Stored data:
----
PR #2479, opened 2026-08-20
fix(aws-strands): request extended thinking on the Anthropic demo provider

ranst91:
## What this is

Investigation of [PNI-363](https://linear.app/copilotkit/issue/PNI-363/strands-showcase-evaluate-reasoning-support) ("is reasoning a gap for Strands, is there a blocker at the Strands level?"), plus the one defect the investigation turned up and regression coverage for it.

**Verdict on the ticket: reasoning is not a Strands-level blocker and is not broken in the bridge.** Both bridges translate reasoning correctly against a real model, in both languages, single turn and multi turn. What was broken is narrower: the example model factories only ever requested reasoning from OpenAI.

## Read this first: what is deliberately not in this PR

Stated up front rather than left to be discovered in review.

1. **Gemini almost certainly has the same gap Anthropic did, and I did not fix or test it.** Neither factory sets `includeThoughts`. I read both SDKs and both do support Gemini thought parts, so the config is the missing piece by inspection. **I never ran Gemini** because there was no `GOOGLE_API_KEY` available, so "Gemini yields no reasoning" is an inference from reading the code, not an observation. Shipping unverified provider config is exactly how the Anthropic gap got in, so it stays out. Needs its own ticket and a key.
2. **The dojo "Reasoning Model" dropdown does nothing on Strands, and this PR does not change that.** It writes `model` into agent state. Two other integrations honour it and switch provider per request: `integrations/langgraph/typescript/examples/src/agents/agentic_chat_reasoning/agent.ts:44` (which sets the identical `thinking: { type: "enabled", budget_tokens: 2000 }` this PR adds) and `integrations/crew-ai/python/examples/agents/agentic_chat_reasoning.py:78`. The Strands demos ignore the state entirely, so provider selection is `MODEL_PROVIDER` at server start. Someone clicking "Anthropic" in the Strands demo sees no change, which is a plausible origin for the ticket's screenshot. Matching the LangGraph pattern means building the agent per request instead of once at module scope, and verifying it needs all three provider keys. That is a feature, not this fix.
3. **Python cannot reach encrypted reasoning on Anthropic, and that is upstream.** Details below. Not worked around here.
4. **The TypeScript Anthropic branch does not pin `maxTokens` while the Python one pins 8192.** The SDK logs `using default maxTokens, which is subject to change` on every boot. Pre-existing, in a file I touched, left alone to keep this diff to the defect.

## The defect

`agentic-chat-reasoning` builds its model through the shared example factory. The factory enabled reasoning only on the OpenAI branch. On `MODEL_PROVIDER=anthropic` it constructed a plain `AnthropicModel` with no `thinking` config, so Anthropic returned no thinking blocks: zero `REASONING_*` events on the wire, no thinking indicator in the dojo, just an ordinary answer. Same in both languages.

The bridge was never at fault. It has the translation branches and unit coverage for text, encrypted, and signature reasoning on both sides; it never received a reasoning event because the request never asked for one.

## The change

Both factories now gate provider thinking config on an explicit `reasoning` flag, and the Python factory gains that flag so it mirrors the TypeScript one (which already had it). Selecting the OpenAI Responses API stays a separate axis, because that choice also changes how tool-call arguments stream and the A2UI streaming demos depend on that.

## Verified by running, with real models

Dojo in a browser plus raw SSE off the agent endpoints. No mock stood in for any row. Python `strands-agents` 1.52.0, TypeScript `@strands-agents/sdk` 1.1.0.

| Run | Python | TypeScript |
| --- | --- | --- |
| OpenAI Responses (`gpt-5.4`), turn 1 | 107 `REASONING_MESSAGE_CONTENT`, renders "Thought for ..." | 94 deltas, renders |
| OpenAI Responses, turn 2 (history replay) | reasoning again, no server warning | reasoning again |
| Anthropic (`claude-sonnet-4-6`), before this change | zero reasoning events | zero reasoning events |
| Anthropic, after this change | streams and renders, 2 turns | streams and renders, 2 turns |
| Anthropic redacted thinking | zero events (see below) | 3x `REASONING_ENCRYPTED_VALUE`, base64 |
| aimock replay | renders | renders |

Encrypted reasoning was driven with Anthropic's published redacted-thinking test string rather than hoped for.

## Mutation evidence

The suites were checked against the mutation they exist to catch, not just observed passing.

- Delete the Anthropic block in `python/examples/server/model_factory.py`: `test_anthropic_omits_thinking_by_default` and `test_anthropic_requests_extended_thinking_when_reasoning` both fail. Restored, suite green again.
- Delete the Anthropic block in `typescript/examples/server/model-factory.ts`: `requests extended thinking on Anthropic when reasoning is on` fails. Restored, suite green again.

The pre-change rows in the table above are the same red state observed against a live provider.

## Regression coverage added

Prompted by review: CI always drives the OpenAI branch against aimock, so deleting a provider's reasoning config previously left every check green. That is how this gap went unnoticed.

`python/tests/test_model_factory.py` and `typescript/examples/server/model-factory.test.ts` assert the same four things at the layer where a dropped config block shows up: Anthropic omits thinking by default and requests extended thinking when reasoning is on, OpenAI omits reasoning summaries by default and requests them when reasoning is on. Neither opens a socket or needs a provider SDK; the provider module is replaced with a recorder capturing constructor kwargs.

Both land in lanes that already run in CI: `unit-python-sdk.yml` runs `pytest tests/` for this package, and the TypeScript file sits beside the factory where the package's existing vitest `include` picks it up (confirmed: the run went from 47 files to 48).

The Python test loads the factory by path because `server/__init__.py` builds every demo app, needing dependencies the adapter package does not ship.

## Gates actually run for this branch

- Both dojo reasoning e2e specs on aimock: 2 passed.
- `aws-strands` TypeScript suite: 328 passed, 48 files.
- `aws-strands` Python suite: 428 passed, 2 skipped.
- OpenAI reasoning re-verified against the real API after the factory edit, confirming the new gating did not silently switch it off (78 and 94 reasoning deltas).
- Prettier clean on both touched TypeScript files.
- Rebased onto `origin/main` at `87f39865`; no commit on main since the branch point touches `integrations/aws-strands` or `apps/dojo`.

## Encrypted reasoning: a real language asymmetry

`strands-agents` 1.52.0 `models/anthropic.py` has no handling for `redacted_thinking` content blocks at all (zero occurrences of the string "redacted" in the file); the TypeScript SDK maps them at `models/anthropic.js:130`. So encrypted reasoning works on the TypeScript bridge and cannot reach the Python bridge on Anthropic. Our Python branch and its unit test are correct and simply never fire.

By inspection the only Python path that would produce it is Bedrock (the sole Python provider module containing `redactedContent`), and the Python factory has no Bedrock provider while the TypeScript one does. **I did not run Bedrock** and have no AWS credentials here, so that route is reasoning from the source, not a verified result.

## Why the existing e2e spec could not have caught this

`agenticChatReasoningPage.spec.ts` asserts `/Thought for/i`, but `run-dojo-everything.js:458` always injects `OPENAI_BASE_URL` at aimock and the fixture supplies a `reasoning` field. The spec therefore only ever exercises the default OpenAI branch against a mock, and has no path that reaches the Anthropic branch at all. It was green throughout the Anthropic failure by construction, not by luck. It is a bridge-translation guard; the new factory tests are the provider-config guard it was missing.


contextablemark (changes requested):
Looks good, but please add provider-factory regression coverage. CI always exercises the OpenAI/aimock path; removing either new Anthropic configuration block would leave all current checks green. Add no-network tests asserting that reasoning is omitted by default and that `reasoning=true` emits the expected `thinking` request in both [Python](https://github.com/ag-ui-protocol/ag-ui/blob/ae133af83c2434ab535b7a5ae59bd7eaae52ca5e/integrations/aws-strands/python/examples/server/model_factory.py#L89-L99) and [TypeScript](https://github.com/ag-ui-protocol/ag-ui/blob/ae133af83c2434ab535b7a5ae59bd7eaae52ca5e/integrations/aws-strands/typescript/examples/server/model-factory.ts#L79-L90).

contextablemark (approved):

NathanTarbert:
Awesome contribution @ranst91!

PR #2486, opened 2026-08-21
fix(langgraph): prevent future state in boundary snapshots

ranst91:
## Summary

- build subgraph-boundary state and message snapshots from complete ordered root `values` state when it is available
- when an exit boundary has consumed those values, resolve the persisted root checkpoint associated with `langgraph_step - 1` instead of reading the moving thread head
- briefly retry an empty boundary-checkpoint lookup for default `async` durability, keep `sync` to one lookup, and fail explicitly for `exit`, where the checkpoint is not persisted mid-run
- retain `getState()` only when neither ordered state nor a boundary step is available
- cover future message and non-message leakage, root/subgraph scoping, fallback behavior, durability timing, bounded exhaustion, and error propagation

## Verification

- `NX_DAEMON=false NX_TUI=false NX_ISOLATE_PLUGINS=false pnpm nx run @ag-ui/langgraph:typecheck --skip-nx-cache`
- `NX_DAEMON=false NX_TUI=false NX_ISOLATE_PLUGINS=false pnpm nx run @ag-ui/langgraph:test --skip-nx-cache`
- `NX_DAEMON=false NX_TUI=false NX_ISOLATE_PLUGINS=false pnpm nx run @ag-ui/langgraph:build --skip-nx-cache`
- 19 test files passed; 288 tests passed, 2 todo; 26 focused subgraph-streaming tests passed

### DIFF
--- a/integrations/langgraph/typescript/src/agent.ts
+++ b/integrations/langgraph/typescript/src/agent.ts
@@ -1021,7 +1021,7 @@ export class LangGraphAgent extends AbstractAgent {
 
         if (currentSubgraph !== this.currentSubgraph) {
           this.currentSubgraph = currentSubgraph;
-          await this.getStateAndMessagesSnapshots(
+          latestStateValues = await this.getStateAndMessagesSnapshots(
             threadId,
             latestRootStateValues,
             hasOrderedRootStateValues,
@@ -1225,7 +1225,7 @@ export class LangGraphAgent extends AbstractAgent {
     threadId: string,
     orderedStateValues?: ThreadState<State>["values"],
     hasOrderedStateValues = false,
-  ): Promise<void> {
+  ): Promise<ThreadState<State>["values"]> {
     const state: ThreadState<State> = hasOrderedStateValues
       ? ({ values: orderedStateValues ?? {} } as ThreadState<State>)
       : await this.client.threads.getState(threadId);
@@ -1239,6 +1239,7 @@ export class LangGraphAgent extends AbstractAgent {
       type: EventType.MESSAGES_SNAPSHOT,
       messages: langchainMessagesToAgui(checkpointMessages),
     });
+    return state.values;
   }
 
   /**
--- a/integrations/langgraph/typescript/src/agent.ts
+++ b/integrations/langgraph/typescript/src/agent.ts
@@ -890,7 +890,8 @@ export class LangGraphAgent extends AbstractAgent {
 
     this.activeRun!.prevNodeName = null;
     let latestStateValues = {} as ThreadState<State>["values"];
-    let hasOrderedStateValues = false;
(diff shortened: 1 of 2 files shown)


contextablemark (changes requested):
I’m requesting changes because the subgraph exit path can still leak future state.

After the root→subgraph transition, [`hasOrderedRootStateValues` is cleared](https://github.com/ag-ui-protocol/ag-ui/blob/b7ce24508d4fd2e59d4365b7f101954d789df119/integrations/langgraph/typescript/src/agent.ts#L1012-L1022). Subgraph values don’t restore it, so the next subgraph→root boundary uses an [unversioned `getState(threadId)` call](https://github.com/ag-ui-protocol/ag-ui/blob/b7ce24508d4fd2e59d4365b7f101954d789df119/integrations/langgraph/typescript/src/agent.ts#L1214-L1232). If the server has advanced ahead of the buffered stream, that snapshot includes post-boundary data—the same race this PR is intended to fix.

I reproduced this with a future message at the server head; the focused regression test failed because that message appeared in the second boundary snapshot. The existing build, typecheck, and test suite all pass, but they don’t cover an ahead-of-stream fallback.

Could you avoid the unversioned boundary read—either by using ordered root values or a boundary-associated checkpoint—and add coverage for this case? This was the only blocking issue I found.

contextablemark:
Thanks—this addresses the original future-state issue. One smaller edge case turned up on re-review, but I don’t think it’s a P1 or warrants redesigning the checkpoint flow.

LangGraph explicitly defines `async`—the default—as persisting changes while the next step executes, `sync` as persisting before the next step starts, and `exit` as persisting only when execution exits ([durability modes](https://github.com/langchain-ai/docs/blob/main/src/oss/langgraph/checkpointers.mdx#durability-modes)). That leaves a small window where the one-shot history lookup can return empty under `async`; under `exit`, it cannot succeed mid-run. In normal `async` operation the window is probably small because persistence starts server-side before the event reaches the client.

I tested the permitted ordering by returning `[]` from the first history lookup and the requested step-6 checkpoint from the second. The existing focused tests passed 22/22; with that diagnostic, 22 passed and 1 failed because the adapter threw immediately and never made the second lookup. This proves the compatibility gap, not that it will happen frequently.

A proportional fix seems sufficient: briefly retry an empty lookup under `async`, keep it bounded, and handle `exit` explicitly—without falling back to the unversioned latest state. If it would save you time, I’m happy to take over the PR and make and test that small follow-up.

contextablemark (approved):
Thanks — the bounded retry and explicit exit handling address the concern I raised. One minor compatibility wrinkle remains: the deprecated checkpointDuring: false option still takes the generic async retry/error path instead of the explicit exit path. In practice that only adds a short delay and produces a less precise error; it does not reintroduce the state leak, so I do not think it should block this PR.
----
▶ Task goal
Copy out the lines of the data where the string "export" occurs.

▶ Solution to this problem
@@ -1021,7 +1021,7 @@ export class LangGraphAgent extends AbstractAgent {
@@ -1225,7 +1225,7 @@ export class LangGraphAgent extends AbstractAgent {
@@ -1239,6 +1239,7 @@ export class LangGraphAgent extends AbstractAgent {
@@ -890,7 +890,8 @@ export class LangGraphAgent extends AbstractAgent {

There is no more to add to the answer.